Plus sérieusement, si tu penses qu'elle a du talent, dis-le tout bêtement : "Gertrude, je pense que tu as un réel talent de photographe : ta photo de mémé dans les orties est très réussie !".  
Mais si tu voulais juste une formule toute faite pour lui laisser croire qu'elle a du talent alors utilise les expressions qu'on t'a proposées.


----------



## timboleicester

KaRiNe_Fr said:
			
		

> Les deux mon général !
> Plus sérieusement, si tu penses qu'elle a du talent, dis-le tout bêtement : "Gertrude, je pense que tu as un réel talent de photographe : ta photo de mémé dans les orties est très réussie !".
> Mais si tu voulais juste une formule toute faite pour lui laisser croire qu'elle a du talent alors utilise les expressions qu'on t'a proposées.


 
et n'oublies pas de pousser grand'mere dans les orties!


----------



## scandalously in love

lol... je vois... 

mais ce n'était rien de sérieux... plutôt un commentaire en passant, qu'elle a du talent....  un commentaire legé et court, mais sincère


----------



## Cath.S.

scandalously in love said:
			
		

> lol... je vois...
> 
> mais ce n'était rien de sérieux... plutôt un commentaire en passant, qu'elle a du talent.... un commentaire l*é*g*er* et court, mais sincère


Alors moi je lui aurais dit :
« _Tu as un bon coup d'oeil, tu devrais persévérer en photo._ »


----------



## KaRiNe_Fr

egueule said:
			
		

> Alors moi je lui aurais dit :
> « _Tu as un bon coup d'oeil, tu devrais persévérer en photo._ »


Oui, oui, tu as l'oeil c'est bon ça !  
Une petite citation de Cartier Bresson (l'oeil du siècle ?) qui me plaît beaucoup en passant :
"Photographier, c'est mettre sur la même ligne de mire la tête, l'oeil, et le coeur".


----------



## scandalously in love

oooh j'aime ca karine   une belle citation!

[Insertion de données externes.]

PR #22607, opened 2022-05-02
add unavailable status with an example

jugla:
## Proposed change

Let's have a sensor that gives a numerical value from an integration. If there is an issue, the sensor can be either none/unknown or unavailable . `unavailable` state is not described in documentation

## Type of change

## Additional information

## Checklist

### DIFF
--- a/source/_docs/configuration/templating.markdown
+++ b/source/_docs/configuration/templating.markdown
@@ -72,7 +72,7 @@ Not supported in [limited templates](#limited-templates).
 - Iterating `states` will yield each state sorted alphabetically by entity ID.
 - Iterating `states.domain` will yield each state of that domain sorted alphabetically by entity ID.
 - `states.sensor.temperature` returns the state object for `sensor.temperature` (avoid when possible, see note below).
-- `states('device_tracker.paulus')` will return the state string (not the object) of the given entity, `unknown` if it doesn't exist, `unavailable` if the object exists but not yet available (e.g. due to an integration internal processing) 
+- `states('device_tracker.paulus')` will return the state string (not the object) of the given entity, `unknown` if it doesn't exist, `unavailable` if the object exists but is not yet available. 
 - `is_state('device_tracker.paulus', 'home')` will test if the given entity is the specified state.
 - `state_attr('device_tracker.paulus', 'battery')` will return the value of the attribute or None if it doesn't exist.
 - `is_state_attr('device_tracker.paulus', 'battery', 40)` will test if the given entity attribute is the specified state (in this case, a numeric value). Note that the attribute can be `None` and you want to check if it is `None`, you need to use `state_attr('sensor.my_sensor', 'attr') == None`. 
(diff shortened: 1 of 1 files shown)


source/_docs/configuration/templating.markdown
```diff
@@ -72,7 +72,7 @@ Not supported in [limited templates](#limited-templates).
 - Iterating `states` will yield each state sorted alphabetically by entity ID.
 - Iterating `states.domain` will yield each state of that domain sorted alphabetically by entity ID.
 - `states.sensor.temperature` returns the state object for `sensor.temperature` (avoid when possible, see note below).
-- `states('device_tracker.paulus')` will return the state string (not the object) of the given entity or `unknown` if it doesn't exist.
+- `states('device_tracker.paulus')` will return the state string (not the object) of the given entity, `unknown` if it doesn't exist, `unavailable` if the object exists but not yet available (e.g. due to an integration internal processing)
```
frenck: What does "due to an integration internal processing" mean?

source/_docs/configuration/templating.markdown
```diff
@@ -119,6 +119,14 @@ Other state examples:
   Paulus is at {{ states('device_tracker.paulus') }}.
 {% endif %}
 
+#check state and compute remaining time before a train departure time (in minutes)
+{% if (states('sensor.train_departure_time') != "unknown" and states('sensor.train_departure_time') != "unavailable") %}
+{{ ( (as_timestamp(states('sensor.train_departure_time')) - as_timestamp(now()))/60.0 ) | round (2) }}
+{% else %}
+unknown
+{% endif %}
```
frenck: This looks like an extremely overcomplicated example that isn't really helpful in this location IMHO.

What is it you are trying to explain with this example?

frenck (changes requested):

source/_docs/configuration/templating.markdown
jugla: Hello,
The root cause of this PR is because, I've got some error in templating with error such as 'None Type'.
When I look deeper in HomeAssistant source code, I've seen that for templating, I got "3 states" : 
- `STATE_UNKNOWN` (const.py)
- `STATE_UNAVAILABLE` (const.py)
- the native state value

Unknown was quite clear (e.g. 'none')
Unavailable can be set by the integration via the method available (or _attr_available attribute) (cf. `helpers/entity.py`)
That's why I put  

> integration internal processing

If you have another proposal, I take

source/_docs/configuration/templating.markdown
jugla: You're right ...
I just wanted to show an example with a test with unknown/unavailable state. Is the following example better ?
```
#check state and make a processing
{% if (states('sensor.train_departure_time') != "unknown" and states('sensor.train_departure_time') != "unavailable") %}
{{ ... }}
{% else %}
unknown
{% endif %}
```

NB: due to unavailable state , the jinja statement 'is defined' does not work (indeed the variable exists)

source/_docs/configuration/templating.markdown
frenck: My proposal would be:

```suggestion
- `states('device_tracker.paulus')` will return the state string (not the object) of the given entity, `unknown` if it doesn't exist, `unavailable` if the object exists but is not yet available.
```

Reasoning: I have no idea what internal processing means. `unavailable` has nothing to do with Home Assistant internals.

source/_docs/configuration/templating.markdown
frenck: Why are you transforming `unavailable` into `unknown` in this template? I'm not following that.

Anyways, it can also be written as `{% if states('sensor.train_departure_time') in ("unavailable", "unknown") %}`

That said, `unknown` should not be needed to return at all (as that is a so called `None` value), so the whole `else` part can be dropped too.

source/_docs/configuration/templating.markdown
jugla: I upate

source/_docs/configuration/templating.markdown
jugla: I upate

frenck (changes requested):
Thanks, @jugla 👍 


EDIT: Wrong button, retry done below 🤦

frenck (approved):
Thanks, @jugla 👍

egueule - merci pour ta correction... puis j'aime aussi ta suggestion... mais j'ai déjà envoyé mon email... de plus, je pense que j'ecrivais dans une façon un peu plus dégagée que ca...

ce que j'ai écrit:

"J'ai tellement aimé ta photo!  J'adore la texture de l'eau en arrière.  Qui savait?  Notre amie, une photographe en herbe!!" 

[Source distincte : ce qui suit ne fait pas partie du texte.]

PR #23084, opened 2022-06-11
Add documentation for landisgyr_heat_meter

vpathuis:
## Proposed change

Add documentation for the new Landis+Gyr Heat Meter integration

## Type of change

- [x] Added documentation for a new integration I'm adding to Home Assistant (`next` branch).
  - [x] I've opened up a PR to add logo's and icons in [Brands repository](https://github.com/home-assistant/brands).

## Additional information

- Link to parent pull request in the codebase: https://github.com/home-assistant/core/pull/73363
- Link to parent pull request in the Brands repository: https://github.com/home-assistant/brands/pull/3457

## Checklist


homeassistant:
Hi @pvianag, 

It seems you haven't yet signed a CLA. Please do so [here](https://home-assistant.io/developers/cla_sign_start/?pr=home-assistant&#x2F;home-assistant.io#23084).

Thanks!

frenck:
Something seems to went wrong, could you please git rebase this PR? Thanks! 👍

vpathuis:
Mm, weird. I only did a sync fork on my fork so I could do some minor changes. I'll look into it.

klaasnicolaas:
Your branch is descended from the `current` branch, to solve this problem you must rebase your branch to the `next` branch. If this doesn't work, you can always start over from a new branch 😉

vpathuis:
Hi @frenck, I think I fixed the problem. I also added a small commit. Do you think this is now ready to merge so it can be released together with the parent PR?

source/_integrations/landisgyr_heat_meter.markdown
```diff
@@ -0,0 +1,88 @@
+---
+title: Landis+Gyr Heat Meter
+description: Instructions on how to integrate your Landis+Gyr Heat Meter device into Home Assistant.
+ha_category:
+  - Energy
+  - Sensor
+ha_iot_class: Local Polling
+ha_config_flow: true
+ha_release: 2022.7
```
klaasnicolaas:
```suggestion
ha_release: 2022.9
```

klaasnicolaas (dismissed):

source/_integrations/landisgyr_heat_meter.markdown
```diff
@@ -0,0 +1,88 @@
...
+ha_platforms:
+  - sensor
+ha_integration_type: integration
+---
+
+The Landis+Gyr Heat Meter integration for Home Assistant allows you to read the meter values from Ultraheat devices by Landis & Gyr. These devices are commonly used for district heating. The integration has been tested with the Landis & Gyr Ultraheat 50 (UH50) type LUGCUH50. Other models are likely to work as well.
+
+The device is read through the optical interface. An (USB) IR reader is needed and connected to Home Assistant.
+
+<img src='/images/integrations/landisgyr_heat_meter/usb_ir_reader.png' />
```
frenck: Please use Markdown syntax to embed images.

source/_integrations/landisgyr_heat_meter.markdown
```diff
@@ -0,0 +1,88 @@
...
+
+<div class='note warning'>
```
frenck: Is this really a warning? This could also just be a normal text at the end of the sensors paragraph.

source/_integrations/landisgyr_heat_meter.markdown
```diff
@@ -0,0 +1,88 @@
...
+</div>
+
+{% include integrations/config_flow.md %}
+
+## Sensors
+
+The integration will create the following sensors:
+
+- heat usage (MWh)
+- volume usage (m3)
```
frenck:
```suggestion
- Heat usage (MWh)
- Volume usage (m3)
```

source/_integrations/landisgyr_heat_meter.markdown
```diff
@@ -0,0 +1,88 @@
...
+
+To be compatible with the Home Assistant energy units of measurement, heat usage is converted to MWh, from usage in GJ which is supplied by the device, using conversion factor: 1 GJ = 0.277778 MWh.
```
frenck:
```suggestion
To be compatible with the Home Assistant energy units of measurement, heat usage is converted to MWh, from usage in GJ, which is supplied by the device, using a conversion factor: 1 GJ = 0.277778 MWh.
```

source/_integrations/landisgyr_heat_meter.markdown
```diff
@@ -0,0 +1,88 @@
...
+## Sensors
+
+The integration will create the following sensors:
+
+- heat usage (MWh)
+- volume usage (m3)
+
+To be compatible with the Home Assistant energy units of measurement, heat usage is converted to MWh, from usage in GJ which is supplied by the device, using conversion factor: 1 GJ = 0.277778 MWh.  
+
+Further data that is read from the device is added as diagnostic entities:
```
frenck:
```suggestion
Further data that is read from the device is added as diagnostic entities:
```

source/_integrations/landisgyr_heat_meter.markdown
```diff
@@ -0,0 +1,88 @@
...
+- return temperature max previous year c
+- operating hours
+- fault hours
+- fault hours previous year
+- yearly set day
+- monthly set day
+- meter date time
+- measuring range m3ph
+- settings and firmware
+- flow hours
```
frenck:
```suggestion
- Heat usage measured in GJ, as is read from the device before conversion
- Ownership number
- Volume previous year (m3)
- Heat previous year (MWh)
- Error number
- Device number
- Measurement period minutes
- Power max kW
- Power max previous year kW
- Flow rate max m3ph
- Flow rate max previous year m3ph
- Flow temperature max c
- Return temperature max c
- Flow temperature max previous year c
- Return temperature max previous year c
- Operating hours
- Fault hours
- Fault hours previous year
- Yearly set day
- Monthly set day
- Meter date time
- Measuring range m3ph
- Settings and firmware
- Flow hours
```

source/_integrations/landisgyr_heat_meter.markdown
```diff
@@ -0,0 +1,88 @@
...
+
+## Energy Dashboard
+
+Either heat usage or volume usage can be used as "Gas" on the energy dashboard. If you want to supply a price per MWh, make sure to apply the conversion factor first.
+
+## Polling the device
+
+Polling is not automatic (see battery warning). This means that after adding the integration all values will initially be unknown.
+To read the values from the device, create an automation that will update one of the entities. The other entities will be updated as well.
```
frenck: That sounds off? We sound not make a broken sensor out of the box, not should we ever allow sensors that require manually created automations to function.

I would suggest restoring the state of this sensor (so we don't need to poll on startup) and poll, e.g., once a week or something like that.

frenck (changes requested):

source/_integrations/landisgyr_heat_meter.markdown
vpathuis: Agreed. This text was a leftover from an earlier version. State is now indeed restored on startup. It's also polled after adding the integration so the user should not see unknown values.

vpathuis: Is that acceptable? I'd rather leave the polling to the user, but if it's not compliant with HA standards, of course I will change this.

frenck: Well it doesn't violate any standards I think, but no everybody knows or uses YAML, confronting them with a YAML blob to get a working sensor, IMHO isn't the user experience we should or want to provide.

> State is now indeed restored on startup. It's also polled after adding the integration so the user should not see unknown values.

That means it updates once and never again? That is also weird. So it worked, but doesn't anymore (from a user perspective).

Alternatively, poll daily or weekly, and keep the entity disabled by default (and don't poll when it is). This allows the user to enable it if they want.

If they want another polling schedule, they can still opt to do that (e.g., do it weekly, monthly, or every minute).

vpathuis: Thanks for the feedback. Disabling entities won't be necessary I think, because that would just disable all functionality and in that case the user could just remove the integration. 

Creating the automation would not require using YAML. The example is just shownn for convenience. I now understand it has the oposite effect :-o.

The idea behind the chosen solution is:
- the user probably only wants to poll daily as a maximum, due to the risk of battery drain (this could only be replaced by a specialist, so expensive). This is ultimately for the user to decide. 
- the user wants as much control on getting the most relevant detail as possible, within this limitation, so probably polling late in the day, or week, or perhaps before and after the weekend. Allowing the user to do it manually will give max control. 

I also looked at options to set a time in config flow, but I felt that was not the right place. 

What I could do is add a setting in the config flow to enable or disable polling? If enabled, it will poll once weekly (without time option). If disabled, the user can do it manually using automations. How does that sound? 

This will require changes to the PR that is already merged. How does that work, should I just add another PR?

frenck: > Creating the automation would not require using YAML. The example is just shownn for convenience. I now understand it has the oposite effect :-o.

Things remain the same, if it is a polling integration, we need to provide a sane default and usable polling frequency. If one decides to change, that is up to them.

> What I could do is add a setting in the config flow to enable or disable polling?

That already exists. For every integration.

vpathuis: > Things remain the same, if it is a polling integration, we need to provide a sane default and usable polling frequency. If one decides to change, that is up to them.

Alright, understood.
 
> That already exists. For every integration.

Oh yes I see now. That's very convenient! :)
I'll apply the change and then also change the documentation.

vpathuis: I've submitted the change here: https://github.com/home-assistant/core/pull/77078
The integration will poll daily by default. It's what most people seem to do, so it's fine.
I've also changed the documentation accordingly. 
I look forward to your further suggestions or feedback!

source/_integrations/landisgyr_heat_meter.markdown
```diff
@@ -0,0 +1,90 @@
...
+
+Polling is by default done only once per day (and once right after adding the integration). Every time the Heat Meter values are read, battery time of the device will (supposedly) go down by about 30 minutes.
+
+For detailed control on polling and time of polling, consider disabling polling in the integration panel and poll manually. For instructions, see below.
+
+### Polling manually (optional)
+
+For detailed control on when the device is polled. disable default polling for this integration and create an automation that will update one of the entities. The other entities will be updated as well.
+
+If you're comfortable with yaml, this yaml could be used:
```
frenck:
```suggestion
For detailed control on when the device is polled, disable the default polling for this integration and create an automation that will update one of the entities (the other entities will be updated as well)

If you're comfortable with YAML, this game could be used:

```

source/_integrations/landisgyr_heat_meter.markdown
```diff
@@ -0,0 +1,90 @@
...
+trigger:
+  - platform: time
+    at: '23:30:00'
+condition: []
+action:
+  - service: homeassistant.update_entity
+    data: {}
+    target:
+      entity_id: sensor.heat_meter_heat_usage_gj
+mode: single
```
frenck:
```suggestion
alias: "Heat Meter manual update"
trigger:
  - platform: time
    at: "23:30:00"
action:
  - service: homeassistant.update_entity
    target:
      entity_id: sensor.heat_meter_heat_usage_gj
```

frenck (approved):
Thanks, @vpathuis 👍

Qu'en penses-tu?  (Ben, peu importe, c'est déjà fait! )


----------



## Cath.S.

scandalously in love said:
			
		

> oooh j'aime ca karine  une belle citation!
> 
> egueule - merci pour ta correction... puis j'aime aussi ta suggestion... mais j'ai déjà envoyé mon email... de plus, je pense que j'ecrivais dans une façon un peu plus dégagée que ca...
> 
> ce que j'ai écrit:
> 
> "J'ai tellement aimé ta photo ! J'adore la texture de l'eau en arrière*-plan*. Qui savait sait ? Notre amie, une photographe en herbe !!"
> 
> Qu'en penses-tu? (Ben, peu importe, c'est déjà fait! )

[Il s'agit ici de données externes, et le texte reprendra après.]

PR #23168, opened 2022-06-22
chore: Set permissions for GitHub actions

naveensrinivasan:
Restrict the GitHub token permissions only to the required ones; this way, even if the attackers will succeed in compromising your workflow, they won’t be able to do much.

- Included permissions for the action. https://github.com/ossf/scorecard/blob/main/docs/checks.md#token-permissions

https://docs.github.com/en/actions/using-workflows/workflow-syntax-for-github-actions#permissions

https://docs.github.com/en/actions/using-jobs/assigning-permissions-to-jobs

[Keeping your GitHub Actions and workflows secure Part 1: Preventing pwn requests](https://securitylab.github.com/research/github-actions-preventing-pwn-requests/)

Signed-off-by: naveen <172697+naveensrinivasan@users.noreply.github.com>

### DIFF
--- a/.github/workflows/lock.yml
+++ b/.github/workflows/lock.yml
@@ -7,8 +7,8 @@ on:
 jobs:
   lock:
     permissions:
-      issues: write  # for dessant/lock-threads to lock issues
-      pull-requests: write  # for dessant/lock-threads to lock PRs
+      issues: write
+      pull-requests: write
     runs-on: ubuntu-latest
     steps:
       - uses: dessant/lock-threads@v3
--- a/.github/workflows/lock.yml
+++ b/.github/workflows/lock.yml
@@ -4,8 +4,14 @@ on:
   schedule:
     - cron: "0 * * * *"
 
+permissions:
+  contents: read
+
 jobs:
   lock:
+    permissions:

Voilà ce que j'en pense, même s'il est trop tard.


----------



## scandalously in love

et j'aime tes suggestions comme toujours... pas grave... lol... je le retiendrai pour la prochaine fois que je le dirai... hehe...


----------



## scandalously in love

Mon commentaire a été posté sur un site publique... puis il y a une reponse que je ne comprends pas. Je pense que c'a été écrit par un autre ado, avec des raccourcis en orthographie... lol..

"Nop... yen a une stune Anglaise "

J'imagine peut-etre cette personne parlait de mes fautes de grammaire, ainsi le mot Anglaise, mais je ne sais pas si c'était insultant ou non... C'est surtout le mot "stune" qui me confond...


----------



## Cath.S.

_Y'en a une c'est une Anglaise_ ?


----------